Teddy does pull quite a lot on the lead and I have read about this one, but before I splash out, I just wondered if anybody had any experience of this type? There are so many on the market these days.


----------



## lola24 (Aug 14, 2011)

I have no experience of this harness but have used similar.
I have used and advise the Mekuti harness which also has a 30day money back guarantee. I have had great feedback from them (including a LOT of veterinary staff with pulling dogs!!)
They come in nice colours too- i use the collars and leads for my lot 
http://www.mekuti.co.uk/


----------



## Rustler (Sep 22, 2011)

Sorry I've also no experience of that type of Harness. We also use a Mekuti harness with Stevie that we're very happy with.


----------



## Sue T (Aug 1, 2012)

Hello.

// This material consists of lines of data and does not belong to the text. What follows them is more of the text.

PR #760, opened 2019-01-28
Updates necessary for net data vendor

terinpw:
- Handle ResponseType.Raw in BaseScraper
- Dynamically find key numbers from the html itslef.


recidiviz/ingest/base_scraper.py
```diff
@@ -122,6 +122,8 @@ def _fetch_content(self, endpoint, response_type, headers=None,
                 return -1, None
         if response_type is constants.ResponseType.TEXT:
             return response.text, cookies
+        if response_type == constants.ResponseType.RAW:
```
zacharylawrence: I think you should use `is` when comparing enums, since enum members are singletons: https://docs.python.org/3/library/enum.html#enum-members-aka-instances

recidiviz/ingest/vendors/net_data/net_data_scraper.py
```diff
@@ -149,6 +146,21 @@ def _get_person_tasks(content, task: Task) -> List[Task]:
     return task_list
 
 
+def _generate_url(endpoint: str, action: str) -> str:
+    # URLs for NetData always assume the form 'http://...../bok/xxx.xx'. Here we
+    # remove everything after the 'bok/' to create a new base for our url.
+    base = endpoint.rsplit('/', 1)[0]
+
+    # Actions can come in the form 'action', 'bok/action', or '/bok/action'. In
+    # all cases, we want normalized_action = 'action.
```
zacharylawrence: `'action` -> `'action'`?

My left hand is actually red raw where I held the former lead as Lucy pulled so much. However, I have just purchased a Happy At Heel Harness off the internet. I must say so far we have been really pleased with it. My 6 month old pup (Lucy) is actually trotting by my side. If she pulls at all, then the harness tightens round her front and pulls her to me. Its a bit fiddly threading the lead through the harness but once you have grasped it its no problem. The only issue I have is that she likes to chew the strong nylon lead it comes with! I paid £14 and think it is money well spent. Hope this helps.


----------



## JoJo (Mar 2, 2011)

Soudns good Sue  thanks for the update ... I may need a few of these then lol


----------



## colpa110 (Jul 5, 2011)

I have tried a number of harnesses with Ted including the happy at heel. The pet shop I purchased mine from let me trial it up and down the street outside. It seemed to work so I purchased it BUT Ted soon seemed to get used to it and it has been pretty ineffective. I took receipt of a Gencon all in one yesterday and tried it a last night and first impressions are it seems pretty good.....


----------



## colpa110 (Jul 5, 2011)

lola24 said:


> I have no experience of this harness but have used similar.
> I have used and advise the Mekuti harness which also has a 30day money back guarantee. I have had great feedback from them (including a LOT of veterinary staff with pulling dogs!!)
> They come in nice colours too- i use the collars and leads for my lot
> http://www.mekuti.co.uk/


That looks like a serious piece of kit


----------



## loopyloo (Aug 18, 2012)

We also use a Mekuti harness on the recommendation of the trainer at our puppy class. We still use an ordinary lead if we have plenty of time to correct Raffy but if we are going for a quick walk or if my muscles are sore we use the Mekuti. Raffy will still pull a bit but he's much easier to control and generally behaves better when wearing it. It seems to have a bit of a calming effect.


----------